For a single AWS account with multiple environments and projects, you can use a single Amazon S3 bucket. If you have multiple applications in multiple environments across multiple AWS accounts, you can create one Amazon S3 bucket for each account. In that Amazon S3 bucket, you can create appropriate folders for each environment, storing project state files with specific prefixes.

Now that you know how to handle terraform state files on AWS, let’s look at an example of how you can configure them in a Continuous Integration pipeline in AWS.

Architecture

Figure 1: Example architecture on how to use terraform in an AWS CI pipeline

This diagram outlines the workflow implemented in this blog:

The AWS CodeCommit repository contains the application code
The AWS CodeBuild job contains the buildspec files and references the source code in AWS CodeCommit
The AWS Lambda function contains the application code created after running terraform apply
Amazon S3 contains the state file created after running terraform apply. Amazon DynamoDB locks the state file present in Amazon S3

Implementation

Pre-requisites

Before you begin, you must complete the following prerequisites:

Install the latest version of AWS Command Line Interface (AWS CLI)
Install terraform latest version
Install latest Git version and setup git-remote-codecommit
Use an existing AWS account or create a new one
Use AWS IAM role with role profile, role permissions, role trust relationship and user permissions to access your AWS account via local terminal

Setting up the environment

You need an AWS access key ID and secret access key to configure AWS CLI. To learn more about configuring the AWS CLI, follow these instructions.
Clone the repo for complete example: git clone https://github.com/aws-samples/manage-terraform-statefiles-in-aws-pipeline
After cloning, you could see the following folder structure:

Figure 2: AWS CodeCommit repository structure

Let’s break down the terraform code into 2 parts – one for preparing the infrastructure and another for preparing the application.

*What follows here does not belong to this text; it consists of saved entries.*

PR #403, opened 2019-10-22
[JENKINS-56528] Always unblock executors waiting for dynamic trigger configuration

Dschoordsch:
Executors are waiting for the project to be ready. This is done so the
list of dynamic trigger projects has finished loading. To ensure the
tasks are not waiting forever, the list must always be set and the latch
released, even when the job is disabled or the trigger was disabled,
fetching of the trigger list failed or similar.

This fixes https://issues.jenkins-ci.org/browse/JENKINS-56528

### DIFF
--- a/src/main/java/com/sonyericsson/hudson/plugins/gerrit/trigger/hudsontrigger/GerritTrigger.java
+++ b/src/main/java/com/sonyericsson/hudson/plugins/gerrit/trigger/hudsontrigger/GerritTrigger.java
@@ -1754,14 +1754,11 @@ public class GerritTrigger extends Trigger<Job> {
         }
         triggerInformationAction.setErrorMessage("");
         try {
-            dynamicGerritProjects = DynamicConfigurationCacheProxy.getInstance().fetchThroughCache(triggerConfigURL);
-
-            // Now that the dynamic project list has been loaded, we can "count down"
-            // the latch so that the EventListener thread can begin to process events.
-            if (projectListIsReady.getCount() > 0) {
-                logger.debug("Trigger config URL updated: {}; latch is currently {}; decrementing it.", job.getName(),
-                        projectListIsReady.getCount());
-                projectListIsReady.countDown();
+            // Check if dynamic trigger was disabled in the meantime
+            if (!dynamicTriggerConfiguration || job == null || !job.isBuildable()) {
+                dynamicGerritProjects = Collections.emptyList();
+            } else {
+                dynamicGerritProjects = DynamicConfigurationCacheProxy.getInstance().fetchThroughCache(triggerConfigURL);
             }
         } catch (ParseException pe) {
             String logErrorMessage = MessageFormat.format(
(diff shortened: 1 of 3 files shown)


src/main/java/com/sonyericsson/hudson/plugins/gerrit/trigger/hudsontrigger/GerritTrigger.java
```diff
@@ -1796,6 +1793,14 @@ public void updateTriggerConfigURL() {
...
                     "IOException when fetching dynamic trigger url: {0}", ioe.getMessage());
             triggerInformationAction.setErrorMessage(triggerInformationMessage);
+        } finally {
+            // Now that the dynamic project list has been loaded, we can "count down"
+            // the latch so that the EventListener thread can begin to process events.
+            if (projectListIsReady.getCount() > 0) {
+                logger.debug("Trigger config URL updated: {}; latch is currently {}; decrementing it.", job.getName(),
+                        projectListIsReady.getCount());
+            }
+            projectListIsReady.countDown();
```
rsandell: It looks like this was inside the above if block before, why the move outside of it?

src/main/java/com/sonyericsson/hudson/plugins/gerrit/trigger/hudsontrigger/GerritTriggerTimerTask.java
```diff
@@ -60,12 +59,7 @@ public void run() {
         if (trigger == null) {
             return;
         }
-        if (StringUtils.isEmpty(trigger.getTriggerConfigURL())) {
-            return;
-        }
-        if (trigger.getJob() != null && !trigger.getJob().isBuildable()) {
-            return;
-        }
```
rsandell: This will risk Jenkins starting to hammer external services more than before, so why is this needed now that there are changes to the latch handling in `Gerrittrigger`?

src/test/java/com/sonyericsson/hudson/plugins/gerrit/trigger/hudsontrigger/GerritTriggerTest.java
```diff
@@ -1888,6 +1889,128 @@ public void testDynamicTriggerConfigurationTimeGap() throws Exception {
...
+        assertNotNull(Whitebox.getInternalState(trigger, "gerritTriggerTimerTask"));
+
+        // Wait until the timer task has run for the first time.
+        Thread.sleep(GerritTriggerTimer.DELAY_MILLISECONDS + 1000);
+
+        CountDownLatch latch = Whitebox.getInternalState(trigger, "projectListIsReady");
+        assertNotNull(latch);
+        assertEquals(0, latch.getCount());
+    }
+
```
rsandell: You should also try to make a non mocked integration test (just the happy path), my guess it that it would be less complex to write than this version with mocks ;)

src/main/java/com/sonyericsson/hudson/plugins/gerrit/trigger/hudsontrigger/GerritTrigger.java
Dschoordsch: It was moved outside since we need to unblock the worker in any case, otherwise a wrong URL would leave the worker being stuck in the latch indefinitely.

src/main/java/com/sonyericsson/hudson/plugins/gerrit/trigger/hudsontrigger/GerritTriggerTimerTask.java
Dschoordsch: I moved this check into `trigger.updateConfigURL`:1758 since that one will release the workers, otherwise they will be blocked forever. These early returns are the underlying issue of the blocked workers. I also left a comment on the next line. I could improve it if you have any ideas.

Preparing the Infrastructure

The main.tf file is the core component that does below:
- - It creates an Amazon S3 bucket to store the state file. We configure bucket ACL, bucket versioning and encryption so that the state file is secure.
  - It creates an Amazon DynamoDB table which will be used to lock the state file.
  - It creates two AWS CodeBuild projects, one for ‘terraform plan’ and another for ‘terraform apply’.
Note – It also has the code block (commented out by default) to create AWS Lambda which you will use at a later stage.

AWS CodeBuild projects should be able to access Amazon S3, Amazon DynamoDB, AWS CodeCommit and AWS Lambda. So, the AWS IAM role with appropriate permissions required to access these resources are created via iam.tf file.

Next you will find two buildspec files named buildspec-plan.yaml and buildspec-apply.yaml that will execute terraform commands – terraform plan and terraform apply respectively.

Modify AWS region in the provider.tf file.

Update Amazon S3 bucket name, Amazon DynamoDB table name, AWS CodeBuild compute types, AWS Lambda role and policy names to required values using variable.tf file. You can also use this file to easily customize parameters for different environments.

With this, the infrastructure setup is complete.

You can use your local terminal and execute below commands in the same order to deploy the above-mentioned resources in your AWS account.

terraform init
terraform validate
terraform plan
terraform apply

Once the apply is successful and all the above resources have been successfully deployed in your AWS account, proceed with deploying your application.

Preparing the Application

In the cloned repository, use the backend.tf file to create your own Amazon S3 backend to store the state file. By default, it will have below values. You can override them with your required values.

bucket = "tfbackend-bucket" 
key    = "terraform.tfstate" 
region = "eu-central-1"

The repository has sample python code stored in main.py that returns a simple message when invoked.

In the main.tf file, you can find the below block of code to create and deploy the Lambda function that uses the main.py code (uncomment these code blocks).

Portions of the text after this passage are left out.